The development comes amid growing industry demand for delivery technologies that can overcome one of the biggest bottlenecks in RNA medicines. While RNA-based vaccines and therapies have shown strong promise in recent years, challenges with stability, manufacturing and, in particular, the ability to direct therapies precisely to diseased cells continue to constrain clinical success.
According to market forecasts, the global RNA therapeutics sector was worth $13.7bn in 2023 and is expected to expand to $18bn by 2028. Companies across the sector are racing to refine delivery technologies that can improve efficacy while reducing systemic toxicity.
Unmet medical need
Theobold said the latest results from the SRI partnership were “particularly exciting” because they represented the first use of Nuvec in cancers with high unmet medical need. “These data are a significant step forward because of the high demand for targeted therapies to support deal-making and build our own differentiated RNA therapeutics pipeline,” he said.
In parallel with the oncology programme, N4 Pharma has been developing Nuvec for immune system targeting.

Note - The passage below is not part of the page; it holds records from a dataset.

PR #809, opened 2016-03-02
Update react-select.css

Yoonseonwoong:
Hello, JedWatson

I think about the value of the cursor.
I think that value is a no-drop right.
What do you think?

### DIFF
--- a/dist/react-select.css
+++ b/dist/react-select.css
@@ -23,7 +23,7 @@
   box-shadow: none;
 }
 .Select.is-disabled .Select-arrow-zone {
-  cursor: default;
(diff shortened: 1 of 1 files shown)


JedWatson:
This is a personal preference, I like disabled inputs not to change the cursor. This is standard browser behaviour. Bootstrap (maybe other frameworks earlier too) introduced the no-drop cursor for disabled fields, but for me that is opinionated and distracting when the cursor moves across the page. Disabled fields _shouldn't_ grab your attention, imo.

Thanks for the PR, feel free to override this in your own stylesheet if you prefer :)

Issue #813, opened 2016-03-03
For Async, call 'props.onInputChange' before loadOptions


adorsk:
I think we should call 'props.onInputChange' before loadOptions.

This will allow for capturing raw input, as well as doing other things related to input changes.

This is also an alternative to https://github.com/JedWatson/react-select/pull/779 . Instead of passing the rawInput to loadOptions, users can capture it themselves via onInputChange.

I will submit a PR with a possible implementation.

jasonh42:
This is a pretty big issue for me as well - I need to know when the input changes for the Async component.

JedWatson:
Added by #914

PR #814, opened 2016-03-03
wrap onInputChange

adorsk:
RE: https://github.com/JedWatson/react-select/issues/813


mgroeneman:
👍  I could use this feature as well.

JedWatson:
Added by #914

PR #878, opened 2016-04-09
Added ability to override resetValue when clearing the control

LubergAlexander:
Currently when you clear the control it sets the value to null, which is a little bit opinionated. I think it would be useful to be able to override the value with props.

I had a use case when I needed to set the value to 'unset'. I also assume that it may be required to reset to 0 or ''.

### DIFF
--- a/README.md
+++ b/README.md
@@ -268,6 +268,7 @@ Check out the demo site for a more complete example of this.
 	clearable 	|	bool	|	true		|	should it be possible to reset value
 	clearAllText 	|	string	|	'Clear all'	|	title for the "clear" control when `multi` is true
 	clearValueText 	|	string	|	'Clear value'	|	title for the "clear" control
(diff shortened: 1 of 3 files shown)


LubergAlexander:
I am not sure though what to do with the failed travis. Installation fails on NPM2, since react 15.0.1 is out, and there are conflicts with transitive dependencies. Works on NPM3, all tests pass & examples work.

LubergAlexander:
@JedWatson do you know, by any chance, if I should fix package versioning in the scope of this pull request or this is going to be fixed in master(since it is irrelevant to this changeset) ?

LubergAlexander:
@JedWatson rebased, thanks for updating dependencies. Now travis tests passed.

JedWatson:
Great, thanks @LubergAlexander! Ready to merge + release now :)

PR #883, opened 2016-04-10
Styles for .is-selected and fixed indentations

dherran:
Just added a few styles there to the SASS and LESS files for the .is-selected class. Gray for now.

There were some spaces on the indentations for Select.js. Fixed those too.


JedWatson:
Thanks @dherran! much appreciated :)

Issue #841, opened 2016-03-18
Breaking error in IE 8


Dharmoslap:
![virtualbox_ie8 - win7_18_03_2016_10_50_19](https://cloud.githubusercontent.com/assets/3543614/13875677/8e46df68-ecff-11e5-92f8-2d1b0e492a0a.png)

How to replicate this issue

1. run Windows 7 with IE 8 on VirtualBox [https://dev.windows.com/en-us/microsoft-edge/tools/vms/](https://dev.windows.com/en-us/microsoft-edge/tools/vms/)
2. clone this repo https://github.com/Dharmoslap/react-select
3. run "npm start" and open http://10.0.2.2 in IE 8
4. try to select different options and the error will appear

However it's not fancy at all, I still need to support IE 8 for a few more months.

Thanks

Dharmoslap:
It seems to be React related issue, so I created the same one in React repository as well.
https://github.com/facebook/react/issues/6291
Do you know how to run unconcatenatded library inside your stack, to provide more information about the error?

gaearon:
Please see https://github.com/facebook/react/issues/6291#issuecomment-199023995. It is not a React-related issue. IE8 doesn’t support `isEqualNode()` which is used in https://github.com/JedWatson/react-select/blob/18758f78655b4004a3a22fc049f5706cd25bffcd/src/Select.js#L313.

PR #889, opened 2016-04-12
Fix for #841 : replace isEqualNode by strict equality

abalhier:
Fix for #841 IsEqualNode is not available in IE8 and cannot be shimmed.

### DIFF
--- a/src/Select.js
+++ b/src/Select.js
@@ -323,7 +323,7 @@ const Select = React.createClass({
 	},
 
 	handleInputBlur (event) {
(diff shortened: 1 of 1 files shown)


kurttheviking:
fwiw: Our team forked react-select internally then applied this patch; I can confirm everything is working as expected

abalhier:
Same for us. It works from IE8 to IE11. No regression observed on multiple versions of Chrome and FF (tested on our app via Browserstack).

JedWatson:
Thanks @abalhier and @kurttheviking for verifying!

Its lead project, N4 101, uses mannose-modified Nuvec to direct RNA payloads to immune cells and is being explored as an orally delivered therapy for inflammatory bowel disease.
N4 Pharma capital raise
Earlier this year, N4 Pharma raised new capital to generate further data supporting Nuvec’s performance claims. These include its capacity to carry multiple RNA molecules simultaneously, low immunogenicity, stability, simple manufacturing processes and potential for oral delivery — features that could provide competitive advantages in an increasingly crowded RNA delivery market.
The company said the latest results would help shape a new scope of work with SRI, focusing on oncology applications and advancing efforts to establish Nuvec as a commercially attractive platform. “These data strengthen the validation of Nuvec and highlight its broad potential across disease areas,” N4 Pharma said.